Studies continue to evidence the positive trend which suggests people, regardless of their precipitating reason for admission to the hospital, who are supported in their discharge from long-term units, eventually transitioned to a lower level of care without incident and provided access to community resources and mental health treatment are much more likely to succeed in the community than patients either clumsily discharged or without adequate planning. Thus, this three-phase plan lays out a comprehensive third phase. In keeping with the assumption, ACT teams continue to furthermore and more empirical evidence of treating the most chronic and at most imminent risk of self-harm or harm to others. WCTs will ultimately prepare their existing census for discharge to ACT teams, the highest level of outpatient care, and the most effective evidence-based modality across the US for treating this population. Therefore, since ACT teams are already existent everywhere a potential patient is awaiting discharge from a TCU in a corresponding state hospital, these ACT teams will absorb the majority of patients discharged from the WCT. The transition of patients to their assigned WCTs will be synchronized, time and documented similarly to ACT treatment planning. Without recreating the wheel for documentation in the field, WCTs will follow the freewheeling, liberal documenting style and manner of capturing the patients’ clinical picture in the most representative and appropriate outpatient service. Since all outpatient mental health services are ultimately tied to coding and congruent billing, WCTs will follow the coding of ACT services. Therefore, the creation of new medical billing questions does not interfere with the speed and necessity of discharge. Thus, ACT teams will be able to replicate the practices and treatment of WCTs, and the continuum of care will be intact from the moment the patient is discharged from the state hospital and fully transitioned back to the community, without anyone falling through the cracks due to insurance, poor planning, or inadequate services after discharge from the hospital.

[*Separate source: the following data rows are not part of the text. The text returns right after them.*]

PR #2200, opened 2026-06-23
fix(ui): check for duplicate port names and refresh node [FLOW-DEV-209]

billcookie:
# Overview
This PR improves the UI editor’s router-port behavior by enforcing unique routing port names for router nodes and ensures React Flow nodes refresh their internal handle layout when the node’s ports (or collapsed state) change.
## What I've done
- Ensure `InputRouter` / `OutputRouter` nodes get a non-duplicated `routingPort` (based on existing pseudo-port names in the parent subworkflow node).
- Trigger `@xyflow/react` internal node refresh via `useUpdateNodeInternals` when input/output handle sets or collapsed state changes.


ui/src/lib/reactFlow/nodeTypes/GeneralNode/components/CustomHandle/Handles.tsx
```diff
@@ -44,6 +44,16 @@ const Handles: React.FC<Props> = ({
   const hasMoreThanFiveOutputHandles =
     outputs && outputs.length >= MIN_HANDLES_FOR_COLLAPSE;
 
+  const updateNodeInternals = useUpdateNodeInternals();
+  const handleSignature = useMemo(
+    () =>
+      `${inputs?.join(",") ?? ""}|${outputs?.join(",") ?? ""}|${nodeData.isCollapsed ? 1 : 0}`,
+    [inputs, outputs, nodeData.isCollapsed],
+  );
```
KaWaite, line 59: Why is this needed? Is it just to trigger the useEffect?

KaWaite (approved):

ui/src/lib/reactFlow/nodeTypes/GeneralNode/components/CustomHandle/Handles.tsx
billcookie: Yep so it runs when the handle set actually changes and not on every render and prevents the useEffect running unnecessarily. It will essentially only run if there is an addition, removal, renamed or if the node is collapsed.

If we want to guard further and prevent on first initial render could do something like this. React Flow already measures the handles on the first render (hence why it works when navigating between workflows or when you refresh):
```
const isFirstRender = useRef(true);
  useEffect(() => {
    if (isFirstRender.current) {
      isFirstRender.current = false;
      return;
    }
    updateNodeInternals(id);
  }, [id, handleSignature, updateNodeInternals]);
```

billcookie: Added a comment next to the code

PR #2215, opened 2026-07-01
fix(engine): fix _lod attribute for data-convert bldg workflow

asrcpq:
# Overview

This PR adapted #2050 to plateau5 branch to fix _lod attribute mismatch.

The actual problematic PR is #2006, merged earlier than #1953 (mentioned in #2050). `up to lod2 feature sent to lod4 branch` became _lod=4 but should be _lod=2.


n4to4 (approved):
👍

PR #2217, opened 2026-07-01
feat(engine): new CityGML2 reader tested with partially migrated PLATEAU4 workflows

asrcpq:
# Overview

This PR implements CityGML2 reader by reusing CityGML3 infrastructure. The previous FeatureCitygmlReader is PLATEAU-specific and will be removed in the future.

## Changes

- move citygml3 parser to a common `citygml-parser` module
- create `FeatureCitygml2Reader` as the next-generation alternative to `FeatureCitygmlReader` for reading Citygml 2.0 files
- Four new parser options in `FeatureCitygml{2,3}Reader`: `keepAttributes` (drop @-prefixed XML attributes), `flattenSingleChildObjects` (hoist single-child wrappers), `flattenMeasureTypes` (uom numeric elements = number + `{name}_uom` sibling), `cityGmlAttributesKey` (optional nesting key for parsed content; null = flat)
- migrate data-convert/{04,05,10,11} workflows to use `FeatureCitygml2Reader`
- fix luse/lsld test artifacts
- let PLATEAU4.attribute_flattener read `__citygml_feature_type` as fallback so `FeatureCitygml{2,3}Reader` do not need to manually duplicate another `featureType` attribute.

## Notes

FeatureCitygml{2,3}Reader's responsibility is not decided so these parameters may be moved to another action (or FlowExpr) implementation in the future. Currently they are implemented for enabling regression test.

Other unmigrated workflows mostly rely on new geometry, such as:

1. new lod representation and interface (used by 06-area-urf)
2. appearance parsing (used by 01,02,03, etc.)
3. lod4 subfeatures (used by 08-ubld)


engine/runtime/action-processor/src/citygml_parser/parser.rs
shunski: It looks like this it is stale, as it is now used by both 2.0 and 3.0.

shunski (commented):
It doesn't have to be addressed now, but
```
engine/runtime/action-processor/src/feature/reader/citygml2/processor.rs
engine/runtime/action-processor/src/feature/reader/citygml3/processor.rs
```
have a lot of duplicates.
Also, maybe we can make 
`engine/runtime/action-processor/src/feature/reader/citygml{2/3} `
a single file, rather than a folder module?

engine/runtime/action-processor/src/citygml_parser/parser.rs
asrcpq: remove tags - the new logging/error framework should provide which node/action triggers the error.

shunski (approved):
👍

PR #2234, opened 2026-07-08
chore(engine): enable schemars preserve_order for declaration-ordered action parameters

KaWaite:
## Overview

Enables the `preserve_order` feature on schemars so that generated action parameter schemas keep the Rust struct declaration order in their `properties` objects, instead of being alphabetized by schemars' internal BTreeMap.

## What changed

- `engine/Cargo.toml`: one-line feature addition (`preserve_order`) on schemars — this swaps its internal map to an insertion-ordered IndexMap
- All regenerated artifacts (`actions.json`, 5 language files, mdbook `action.md`): **key ordering changes only** — verified programmatically that content is identical to the previous generation for every action in all 6 schema files
- 62 actions now expose non-alphabetical (declaration) parameter order

## Why

This is a precursor to the action quality improvement PRs (see `engine/dev-docs/action-review-findings.md`). The Action Standard §3.5 requires parameters to be ordered by usability — required first, common optional next, edge-case optional last — which is impossible while the generator alphabetizes properties. Landing this separately keeps the mechanical reordering diff out of the content PRs.

## Verification

- Programmatic diff of old vs new JSON (order-insensitive) — identical content for all 155 actions × 6 files
- `cargo make clippy` — clean workspace-wide

### DIFF
--- a/engine/Cargo.lock
+++ b/engine/Cargo.lock
@@ -2708,6 +2708,7 @@ checksum = "bd070e393353796e801d209ad339e89596eb4c8d430d18ede6a1cced8fafbd99"
 dependencies = [
  "autocfg",
  "hashbrown 0.12.3",
+ "serde",
 ]
 
 [[package]]
@@ -5792,6 +5793,7 @@ checksum = "3fbf2ae1b8bc8e02df939598064d22402220cd5bbcca1c76f7d6a310974d5615"
 dependencies = [
  "chrono",
  "dyn-clone",
+ "indexmap 1.9.3",
  "schemars_derive",
  "serde",
  "serde_json",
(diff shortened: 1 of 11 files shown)


KaWaite:
Re the two Copilot comments on `actions.json` (lines ~4370 and ~7552): both are false positives caused by diff-hunk misalignment.

`JsonWriter` has two structurally similar properties: `converter` (`type.enum: ["flowExpr"]`) and `output` (`type.enum: ["flowExpr", "string"]`). They swapped positions when property ordering changed from alphabetical to declaration order, so the line-based diff aligns old-`converter` against new-`output` — rendering as if the enum gained `"string"`. It didn't: both properties exist with unchanged enums in both versions, at both flagged locations.

Verified by parsing old and new JSON and comparing content order-insensitively — all 155 actions across all 6 schema files are semantically identical; the diff is key ordering only.

n4to4 (approved):
LGTM

PR #2240, opened 2026-07-09
refactor: rename base actions to space-separated title case

KaWaite:
## Overview

Renames all 74 base action IDs from PascalCase to **space-separated title case** per the Action Standard §1.1 — `CsvReader` → `CSV Reader`, `FeatureFilter` → `Feature Filter`, etc. The action `name` remains the single identity used everywhere (workflow YAML, UI display, docs), keeping one searchable name per action.

> **Stacked on #2236** (port rename) — review this PR's commits only; the base branch carries the port migration.

## Design decision

A separate `displayName` field was considered and rejected: dual naming means the UI shows one string while YAML/errors/docs/web answers show another, splitting searchability — and pre-release, ID renames are cheap (same one-time breakage window as #2236). If post-release rename freedom is ever needed, a display field can be introduced then, losing nothing.

## What changed

1. **`refactor(engine)`** — `fn name()` strings for the 74 base actions (+ router/filter action constants); hidden actions keep their names until reviewed
2. **`fix(worker)`** — user-facing log parser regexes captured action names with `(\w+)` (single word). With spaced names, the processor-error pattern stopped matching, so **a job whose processor errored would report "Workflow finished successfully" in the user-facing log**. Captures are now space-tolerant and still match single-word names identically
3. **`chore(engine)`** — fixture migration: all `action:` references in workflow YAML + golden logging fixtures (error *variant* identifiers like `FeatureCreator(...)` intentionally left as-is — they are Rust type names, not action names)
4. **`chore(engine)`** — regenerated schemas; verified programmatically: names remapped, zero content diffs, all 5 language translations followed their renamed keys
5. **`chore(server)`** — `base_actions.go` keys + tests
6. **`refactor(ui)`** — hardcoded `InputRouter`/`OutputRouter` literals; `encodeURIComponent` on all 5 action-URL construction sites (names now contain spaces; fetch auto-encodes, this makes it explicit)
7. **`docs`** — README examples; findings file headers renamed and all now-satisfied `name:` findings removed (every one matched the mechanical rename)

## Breaking change

Same class as #2236: saved projects/deployments referencing old action IDs fail at load and need re-creating — accepted pre-release, and landing in the same window as the port rename means users break once, not twice.

## Verification

- Engine: clippy, unit tests (incl. all 10 logging tests), 182/182 workflow integration tests
- UI: typecheck, 204/204 tests, lint, Prettier
- Server: `go test ./internal/app/`
- `test-conv` still requires the locally-missing `glb-decompress` binary — CI covers it


billcookie (approved):

n4to4 (approved):
LGTM 👍

PR #2247, opened 2026-07-13
feat(engine): add FeatureGeoJsonWriter processor and fix Point GeoJSON output

n4to4:
# Overview

Adds a `Feature GeoJSON Writer` processor and fixes CityGML `Point` geometries being silently dropped during GeoJSON conversion.

## What I've done

- Added the `FeatureGeoJsonWriter` processor.
- Fixed CityGML `Point` geometries being silently dropped during GeoJSON conversion.

## What I haven't done

- No `new-geometry` support yet (`finish` is gated off, like `FeatureWriter`).

## How I tested

- Added an integration test with a workflow fixture and input data.
- Ran `cargo make format`, `cargo make clippy`, `cargo make test`.

## Memo


shunski (approved):
👍

PR #2248, opened 2026-07-13
chore(engine): draco-oxide version update

shunski:
This PR updates the draco-oxide version.
The new version contains new API, performance refactor, and input filtering/repair.

# How it's tested
Visually verified that there is no regression in bldg/ubld conversion workflows with the Shinjuku dataset. 

# Changes to tiles test
The tiles test `examples/citygml-roundtrip/tun/cesium_statistics` failed on saying "mass-center not matching the truth" after the update. This is due to the fact that `draco-oxide` now automatically reduces the duplicate faces with identical orientation, as there is no visual difference by doing so. 
This is fixed by generating the new truth.


asrcpq (approved):
LGTM

PR #2259, opened 2026-07-15
feat(engine): add GeoJSON error geometry output to plateau6 bldg checks

n4to4:
# Overview

Adds GeoJSON error-geometry output to the plateau6 02-bldg quality checks:

- LOD0面の交差
- LOD2以上境界面のエラー

## What I've done

- `error_geometry/02_建築物_LOD0面の交差.geojson` — the intersection-area polygons computed by `AreaOnAreaOverlayer` are the error geometry. `AreaOnAreaOverlayer` now carries the input EPSG onto its outputs so the CRS is recorded.
- `error_geometry/02_建築物_LOD2以上境界面のエラー.geojson` — each feature is the geometry of the offending `con:*Surface` itself, so the error is pinpointed at surface level rather than per building. LOD2 and LOD3 merge into one file, mirroring the combined CSV.
- Both files carry the same identifying attributes as the CSV rows (`check`, `issue`, `gmlId`, `lod`, etc.), keep coordinates in the inspection CRS, and record it via a legacy `crs` member (`urn:ogc:def:crs:EPSG::{code}`).
- Supporting changes: `.geojson` verification in the workflow-tests harness, and a new `Z-bldg-06_nonplanar-wall-LOD2` test case demonstrating surface-level identification.

## What I haven't done

- Other checks are still CSV-only; GeoJSON output will be extended in follow-ups.

## How I tested

- `cargo test -p workflow-tests test_quality_check_plateau6_02_bldg` — all 36 tests passed.
- Added unit tests for the EPSG carry-over and the `crs` member generation — all passed.

## Memo


shunski (approved):
👍

PR #272, opened 2018-08-03
split requirements into 2 files

r4lv:


carlgogo:
@r4lv Please check the increased runtime

r4lv:
The runtime seems to have increased because the `requirements` were changed. On the first build with new requirements, `astropy` is built from source, and a wheel is created. On the subsequent builds, that wheel is used, and the build should be faster.

PR #289, opened 2018-08-31
Include the IFS pixel scale

arainot:
Added the choice between IRDIS and IFS pixel scale.


carlgogo:
Thanks, looks good!

arainot:
Whoops sorry, pressed the wrong button haha

PR #293, opened 2018-09-04
Injection of extended features

VChristiaens:
Added a function to inject fake companions along a trace (e.g. a spiral arm) in a raw cube.


carlgogo:
Hi @VChristiaens, thanks for the PR, could you include a short routine script showing how this is used? It could be useful for creating an automated test as well. Thanks.

carlgogo:
Thanks!

PR #307, opened 2018-09-19
FIX: EvalRoc still used old signature of compute_tpr_fps

r4lv:


vip_hci/metrics/roc.py
```diff
@@ -194,11 +194,14 @@ def compute_tpr_fps(self, npix=1, min_distance=1):
...
 
             for m in self.methods:
-                res = compute_binary_map(m.probmaps[i], m.thresholds, x, y,
-                                         npix=npix, min_distance=min_distance)
-                m.detections.append(res[0])
-                m.fps.append(res[1])
-                m.bmaps.append(res[2])
+                dets, fps, bmaps = compute_binary_map(
+                    m.probmaps[i], m.thresholds, fwhm=self.dataset.fwhm,
+                    injections=(y, x), **kwargs
```
carlgogo: All the functions in VIP that are exposed to the user, use the convention (X,Y). I've made this modification to compute_binary_map in a previous PR.

carlgogo:
Travis is failing (for py3.6, py3.7) since my last PR. Not sure what happened, the error is not very informative. Please investigate.

vip_hci/metrics/roc.py
r4lv: 👍

r4lv:
I'll check the CI.

r4lv:
Yesterday (!) the new matplotlib 3.0 was released. It removes a function (`matplotlib.pyplot.hold`) which is used in the `negfc` module. Also, matplotlib 3.0 is python 3 only. Until now, we used 2.2.2.

From the [matplotlib homepage](https://matplotlib.org):

> Matplotlib 3.0 Python 3 only.
> 
> For Python 2 support, Matplotlib 2.2.x will be continued as a LTS release and updated with bugfixes until January 1, 2020.

I think we should fix the matplotlib version in the setup.py to 2.x. We could then think of replacing the concerned functions with ones that are supported in both matplotlib 2 and 3, to remove this restriction in a second step.

carlgogo:
Sounds good to me

PR #313, opened 2018-09-19
REL/DOC: update Sphinx to latest 1.8.0

r4lv:
The optional dependency `pyds9` prevent us from using a recent version of sphinx. Because building the documentation for VIP is important, I made the decision in favour of VIP. This PR

- makes use of the latest Sphinx 1.8.0
- pins Sphinx to exactly 1.8.0, so no matter which machine builds the documentation (various developers, readthedocs, ...), it always results in the same output.

and thus 

- makes the installation of pyds9 even more complicated.

This means now:

``` bash
# downgrade:
pip install sphinx==1.5.6
# install pyds9:
pip install git+https://github.com/ericmandel/pyds9.git#egg=pyds9
# update sphinx again:
pip install -U sphinx
```

This *only* concerns developers, as only developers have installed the `dev` release of VIP. Users do not have Sphinx installed (as it is not listed in VIP's `requirements.txt`), so they can upgrade VIP as they wish and never see the effect of this PR.

I also updated the documentation accordingly.

### DIFF
--- a/README.rst
+++ b/README.rst
@@ -144,6 +144,11 @@ users who want to experiment with the code.
 
 Other dependencies
 ^^^^^^^^^^^^^^^^^^
+
+
+OpenCV
+~~~~~~
+
 ``OpenCV`` (Open source Computer Vision) provides fast C++ image processing
 operations and is used by ``VIP`` for basic image transformations. If you don't
 have/want the ``OpenCV`` python bindings (``OpenCV`` is optional since ``VIP``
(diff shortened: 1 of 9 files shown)


r4lv:
@carlgogo, I think you would need to change the configuration in readthedocs, too. In my "fork documentation" I had `requirements.txt` listed under « Admin → Advanced Settings → Requirements File », I changed it to `requirements-dev.txt`, so that it installs/uses the correct Sphinx 1.8.0. The docs for this PR are [here](https://vip-test-.readthedocs.io/en/patch-sphinx-un156/).

The current "official" VIP documentation on RTD is built with 1.7.9 (see bottom of the documentation page). Let's keep an eye on that.

PR #315, opened 2018-09-21
DEV: linter configurations for PEP8

r4lv:
This PR adds the `flake8` style checker to VIP, to help developers keep a consistent code style.

[PEP 8](https://www.python.org/dev/peps/pep-0008) is the style guide for python, but it is no set of rules: it leaves some freedom to the developer. To maintain a consistent style in VIP, it is however necessary to make precise decisions on how to interpret PEP 8. This is achieved by defining a set of *rules* for flake8. I selected the codes so that they match the existing coding style of VIP (as good as possible).

## 1. flake8 plugins

I also added the [flake8-docstrings](https://gitlab.com/pycqa/flake8-docstrings) and [flake8-bandit](https://pypi.org/project/flake8-bandit/) packages to the `requirements-dev.txt`. They add more error codes/checks to flake8:

- `flake8-docstrings` verifies for correct formatting of docstrings according to PEP 247.
- `flake8-bandit` checks the security of the code (execution of untrusted input, etc). Not directly related to VIP, but a good choice in general, I think.

## 2. usage

To make use of the rules defined in this PR, flake8 needs to be configured with the Editor / IDE.

### 2.1 Sublime Text

Through [Package Control](https://packagecontrol.io), install [SublimeLinter](https://github.com/SublimeLinter/SublimeLinter) and [SublimeLinter-flake8](https://github.com/SublimeLinter/SublimeLinter-flake8). The path to the `flake8` executable needs to be set in the `Preferences → Package Settings → SublimeLinter → Settings`. A minimal configuration file would look like this:

``` json
{
	"debug": false,
	"lint_mode": "load_save",
	"linters":
	{
		"flake8":
		{
			"args": [],
			"disable": false,
			"executable": "/usr/local/miniconda3/envs/ma-36/bin/flake8"
		}
	},
}
```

The end of neo-institutionalization


Mental health is a community of public health needs and after implementing the proposed plan, the fallacies and misnomers of the old system will never again point towards institutionalizing people and sending the ‘problem’ patients to the long-term care units far from the community and its resources. Access to services must be provided and new pathways must be engendered so that consumers can gain access to the many lines of care already provided by the systems of care in New York State and by all regulatory bodies with a vested interest in mental health treatment. Neo-institutionalisation is complex and insidious, and it must end. Therefore, the focus of the ward closure operations manual is threefold. The first phase of operations targets the state psychiatric centers based on a global assessment of outlying communities and on the express needs of the consumers being discharged. The second phase targets the overhaul of treatment silos and installations already in place in the community that needs more integrated access for consumers. Without question, the resources already exist in the community, and this document proposes how to reconfigure existing structures that provide mental health treatment to serve patients. The success of Phase II depends on the elimination of freestanding treatment silos. This means that all treatment programs that discriminate and choose to openly serve only subgroups or ‘high-functioning patients will be given a mandate by the Office of Mental Health to broaden their scope of services, or they will be subject to a loss of licensing and funding. An example of a programme that only serves a small niche of ‘qualified’ patients includes outpatient settings that refuse to accept state-sponsored insurance for patients who are disabled and reliant on Medicaid and other service dollars. Conversely, treatment centers that offer services to all patients or that are cited for restructuring and successfully reconfiguring their clinics, group practices, and day treatment centers will be awarded funding to commit to on-site projects and community outreach projects to further extend services to the community.